Le secrétaire d’État américain Antony Blinken a lancé un avertissement au groupe islamiste radical Hayat Tahrir al-Sham (HTS) qui vient de prendre le pouvoir en Syrie. Lors d’un discours devant un important think tank new-yorkais, il a appelé HTS à respecter ses engagements d’adopter une ligne plus modérée s’il veut éviter de subir le même isolement international que les talibans en Afghanistan.
La mise en garde du chef de la diplomatie américaine intervient après que la coalition emmenée par HTS a pris le contrôle du pays le 8 décembre dernier, mettant ainsi un terme à la guerre civile qui ravageait la Syrie depuis 2011. Ce conflit, déclenché par la répression de manifestations prodémocratie, a fait plus d’un demi-million de morts et poussé 6 millions de Syriens à l’exil.
HTS promet une rupture avec le djihadisme
Mourhaf Abou Qasra, le chef militaire de HTS également connu sous le nom de guerre d’Abou Hassan al-Hamwi, a exhorté l’ONU, les États-Unis et les pays européens à retirer son mouvement des listes des organisations terroristes. Issu d’une branche syrienne d’Al-Qaïda, HTS affirme désormais avoir rompu avec l’idéologie djihadiste.
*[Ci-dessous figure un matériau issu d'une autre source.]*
PR #7268, opened 2020-10-13
Fix CDATA encoding issue

### LINKED ISSUE #7260: RSS Feed double encodes CDATA

hishamco:
Fixes #7260

- Avoid double encode CDATA
- Use XData

### DIFF
--- a/src/OrchardCore.Modules/OrchardCore.Lists/Feeds/ListFeedQuery.cs
+++ b/src/OrchardCore.Modules/OrchardCore.Lists/Feeds/ListFeedQuery.cs
@@ -79,7 +79,7 @@ namespace OrchardCore.Lists.Feeds
             else
             {
                 context.Builder.AddProperty(context, null, "title", contentItem.DisplayText);
-                context.Builder.AddProperty(context, null, "description", new XCData(bodyAspect.Body?.ToString() ?? String.Empty).ToString());
+                context.Builder.AddProperty(context, null, new XElement("description", new XCData(bodyAspect.Body?.ToString() ?? String.Empty)));
 
                 context.Response.Contextualize(contextualize =>
                 {
--- a/src/OrchardCore.Modules/OrchardCore.Lists/Feeds/ListFeedQuery.cs
+++ b/src/OrchardCore.Modules/OrchardCore.Lists/Feeds/ListFeedQuery.cs
@@ -66,7 +66,7 @@ namespace OrchardCore.Lists.Feeds
                 context.Response.Element.SetElementValue("title", WebUtility.HtmlEncode(contentItem.DisplayText));
                 context.Response.Element.Add(link);
 
-                context.Response.Element.SetElementValue("description", bodyAspect.Body != null ? $"<![CDATA[{bodyAspect.Body?.ToString()}]]>" : String.Empty);
+                context.Response.Element.Add(new XElement("description", new XCData(bodyAspect.Body?.ToString() ?? String.Empty)));
 
                 context.Response.Contextualize(contextualize =>
                 {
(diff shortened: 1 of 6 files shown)


hishamco:
I may add a unit test for this one

Skrypt:
Looks good

src/OrchardCore.Modules/OrchardCore.Lists/Feeds/ListFeedQuery.cs
```diff
@@ -79,8 +79,7 @@ public async Task ExecuteAsync(FeedContext context)
             else
             {
                 context.Builder.AddProperty(context, null, "title", contentItem.DisplayText);
-
-                context.Builder.AddProperty(context, null, "description", bodyAspect.Body != null ? $"<![CDATA[{bodyAspect.Body?.ToString()}]]>" : String.Empty);
+                context.Builder.AddProperty(context, null, "description", new XCData(bodyAspect.Body?.ToString() ?? String.Empty).ToString());
```
scleaver, line 82: Same issue in the "else"  as for the CommonFeedItemBuilder here too.

scleaver (changes requested):
There are still some issues inside the else when using context.Builder.AddProperty. See comments on the code.

src/OrchardCore.Modules/OrchardCore.Lists/Feeds/ListFeedQuery.cs
scleaver: Also no need to out in empty CDATA if the body is empty.

hishamco:
@scleaver let me complete the unit tests and check your comment about `Builder.AddProperty()`

src/OrchardCore.Modules/OrchardCore.Lists/Feeds/ListFeedQuery.cs
hishamco: BTW I think there's no issue with `<![CDATA[]]>` I see this quite often

scleaver: > BTW I think there's no issue with `<![CDATA[]]>` I see this quite often

Correct there is no issue... personal preference ;)

Skrypt: It is better to have `<![CDATA[]]>` than not, as it enforce defining which type of data is contained in that parameter even if it's empty. If you use a "" value in that attribute then it means that the returned content could vary of type.

hishamco:
@scleaver you could try the latest changes

test/OrchardCore.Tests/Modules/OrchardCore.Contents/Feeds/RssFeedTests.cs
```diff
@@ -0,0 +1,63 @@
...
+            {
+                DisplayText = "News",
+                PublishedUtc = DateTime.UtcNow
+            });
+
+            // Act
+            await commonFeedItemBuilder.PopulateAsync(feedContext);
+
+            // Assert
+            Assert.Contains($"<![CDATA[{bodyContent}]]>", feedContext.Response.Items[0].Element.ToString());
```
deanmarcussen, line 50: This looks generally good.

But the test does not test the issue. 
Where is the test that checks whether the elements have been html entity escaped or not?

Skrypt (changes requested):
Assert that this : `<description><![CDATA[<p>My amazing description.</p>]]></description>`
Never becomes this : `<description>&lt;![CDATA[&lt;p&gt;My amazing description.&lt;/p&gt;]]&gt;</description>`

After that you can merge.

hishamco:
For sure @Skrypt, I will do it now

test/OrchardCore.Tests/Modules/OrchardCore.Contents/Feeds/RssFeedTests.cs
hishamco: @deanmarcussen I just checked whether the `<![CDATA[]>` becomes `&lt;![CDATA[&lt;]]]&gt;` or not ;) I will do the assert that requested by @Skrypt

Mais le secrétaire d’État Blinken se montre sceptique. Il a en effet comparé HTS aux talibans afghans qui avaient eux aussi affiché un visage plus modéré à leur arrivée au pouvoir en 2021 avant de révéler leur vrai visage par la suite:
Les talibans sont restés largement isolés dans le monde car ils n’ont pas tenu leurs promesses initiales. Si le groupe HTS veut éviter cet isolement en Syrie, il y a certaines choses qu’il doit faire pour faire avancer le pays.
Les conditions américaines à la reconnaissance de HTS
Selon Antony Blinken, HTS doit notamment:
- Former un gouvernement non sectaire qui protège les minorités
- Poursuivre la lutte contre le groupe État Islamique
- Éliminer les stocks d’armes chimiques persistants
Le secrétaire d’État considère aussi que HTS peut tirer des leçons de la chute de Bachar al-Assad. Pour lui, le refus catégorique de l’ancien dictateur syrien de s’engager dans un processus politique est l’un des éléments qui ont précipité sa perte. HTS doit donc impérativement parvenir à un règlement politique en Syrie.
L’Afghanistan, un contre-exemple pour la Syrie
Antony Blinken a longuement insisté sur le sort des talibans en Afghanistan pour mettre en garde HTS. Après avoir repris le pouvoir en 2021 suite au retrait des troupes américaines, les nouveaux maîtres de Kaboul avaient fait quelques ouvertures vers les pays occidentaux.
Mais très vite, le gouvernement taliban est revenu à une interprétation rigoriste de la loi islamique, multipliant notamment les mesures liberticides à l’encontre des femmes. Résultat: aucun pays n’a reconnu leur régime comme étant légitime, même si la Chine et les Émirats arabes unis ont accepté les lettres de créance de leurs ambassadeurs.
Pour Antony Blinken, le nouveau pouvoir syrien dominé par HTS doit absolument éviter de suivre la même voie que les talibans s’il veut obtenir une reconnaissance internationale et sortir le pays de son isolement. Mais selon certains analystes, le parcours d’ancien groupe djihadiste de HTS rend une telle évolution pour le moins incertaine.
Les prochains mois seront donc cruciaux pour déterminer si la Syrie parviendra à tourner la page d’une décennie de guerre civile et de chaos ou si elle s’enfoncera un peu plus dans les ténèbres. Les mises en garde américaines sont un premier test pour le nouveau régime emmené par HTS. Mais le chemin vers la normalisation s’annonce encore long et semé d’embûches pour ce pays martyr du Moyen-Orient.